If you already thought women were competitive, just wait until you have children.
The comparisons begin almost from the moment of conception and as for the birth, if you don't manage to push it out at home using just deep breaths and determination, you can be made to feel a bit of a failure – as if it matters as long as your baby is healthy and you survive.
But all of that pales into insignificance when the real choices about bringing up baby begin. That's when the mummy tribes start to form: the breast vs bottle-feeders; the pureeing disciples vs the baby-led weaners; the cloth vs disposable nappy users; even the co-sleepers vs the get-baby-in-its-own-room-as-fast-as-possible brigade.
Later on, when baby is old enough for mum to think about a possible return to the workplace, those who go back to paid work can feel in a different universe to those who don't, and vice versa. Friends who stay at home full-time say it's mainly other women who look down on them and assume they have taken the "easy option". Others who work resent the term "full-time mum" and its implication that doing paid work means you are any less "full-time" than any other mother.

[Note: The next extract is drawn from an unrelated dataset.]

PR #228, opened 2023-02-17
Improve nnue.md documentation

TomAlard:
I've been using the `nnue.md` file to improve my own NNUE with quantization for some time now. It's been very helpful, but I've also found some issues, mostly with the optimized code. I've made a number of changes to the file which I split into independent commits, so I recommend reviewers to look at the individual commits (instead of all the changes simultaneously). Thank you for your time.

In truth, I think a lot of what feels like competitiveness comes from actually being quite unsure about what we are doing.
Even though every human being in the world has had a mother at some point in their lives, being a mum can often feel like a minority occupation. In the absence of parents or extended family nearby, the day-to-day business of looking after children has become a solitary activity. So many of us are muddling through, doing the best we can with very little experience and without the practical expertise of older women to draw on.
Add to that the importance our society places on paid work and the perceived loss of status that comes from leaving the workplace, however briefly, then the ridiculous pressure to achieve the right balance between work and home life and it's no wonder mothers find themselves clinging to one or other ideology of mothering as though their lives depend on it. The hundreds of books that play on parents' insecurities don't help.
The fact is, there is no such thing as the perfect choice for a child and there is no such thing as the perfect mother – a truth recognised by the psychoanalyst Donald Winnicott, who said all mothers could or should ever expect of themselves was to be "good enough".
If we are honest, none of us really knows what we are doing. But we do want the best for our children. And that's the important thing – to do the best we can and to respect each others' choices. And be glad that the lucky ones amongst us have the choices that we do (just watch Meryl Streep in the 1979 film Kramer vs. Kramer for a reminder of how things used to be).
So on Mother's Day this Sunday I pledge to try not to be judgemental about what other mothers do and to raise a glass to all of us for the simple miracle of making it through another day.